Assigned task: Reprint the full listing exactly.

Records for this task:
PR #2378, opened 2025-10-25
Add test for mysql zero scale column def fix

MasterOdin:
PR adds a test for the fix done in #2377, validating the case where when `scale` is set to `0`, then we do still get `decimal(15,0)` in the column definition.

For reference, the default value for precision if the arguments are omitted is 10.

### DIFF
--- a/tests/Phinx/Db/Adapter/MysqlAdapterTest.php
+++ b/tests/Phinx/Db/Adapter/MysqlAdapterTest.php
@@ -2732,13 +2732,13 @@ INPUT;
         $this->adapter->connect();
         $table = new Table('test_table', ['id' => false], $this->adapter);
         $table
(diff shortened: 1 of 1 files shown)


dereuromark:
What PR/issue was that related to?

MasterOdin:
@dereuromark #2377, which you merged 4 days ago without any tests.

I suspect there's also a similar bug in the implementation for at least sqlserver as well, though that's a bit more tricky as whereas mysql requires both of precision and scale or neither, sqlserver allows omitting scale per [their docs](https://learn.microsoft.com/en-us/sql/t-sql/data-types/decimal-and-numeric-transact-sql).

dereuromark:
True, but the fix was quite obvious from the PR.

MasterOdin:
Regardless of simplicity of a given fix, I would still like to see tests to prevent regressions in the future.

Exercise output:
PR #2378, opened 2025-10-25
Add test for mysql zero scale column def fix

MasterOdin:
PR adds a test for the fix done in #2377, validating the case where when `scale` is set to `0`, then we do still get `decimal(15,0)` in the column definition.

For reference, the default value for precision if the arguments are omitted is 10.

### DIFF
--- a/tests/Phinx/Db/Adapter/MysqlAdapterTest.php
+++ b/tests/Phinx/Db/Adapter/MysqlAdapterTest.php
@@ -2732,13 +2732,13 @@ INPUT;
         $this->adapter->connect();
         $table = new Table('test_table', ['id' => false], $this->adapter);
         $table
(diff shortened: 1 of 1 files shown)


dereuromark:
What PR/issue was that related to?

MasterOdin:
@dereuromark #2377, which you merged 4 days ago without any tests.

I suspect there's also a similar bug in the implementation for at least sqlserver as well, though that's a bit more tricky as whereas mysql requires both of precision and scale or neither, sqlserver allows omitting scale per [their docs](https://learn.microsoft.com/en-us/sql/t-sql/data-types/decimal-and-numeric-transact-sql).

dereuromark:
True, but the fix was quite obvious from the PR.

MasterOdin:
Regardless of simplicity of a given fix, I would still like to see tests to prevent regressions in the future.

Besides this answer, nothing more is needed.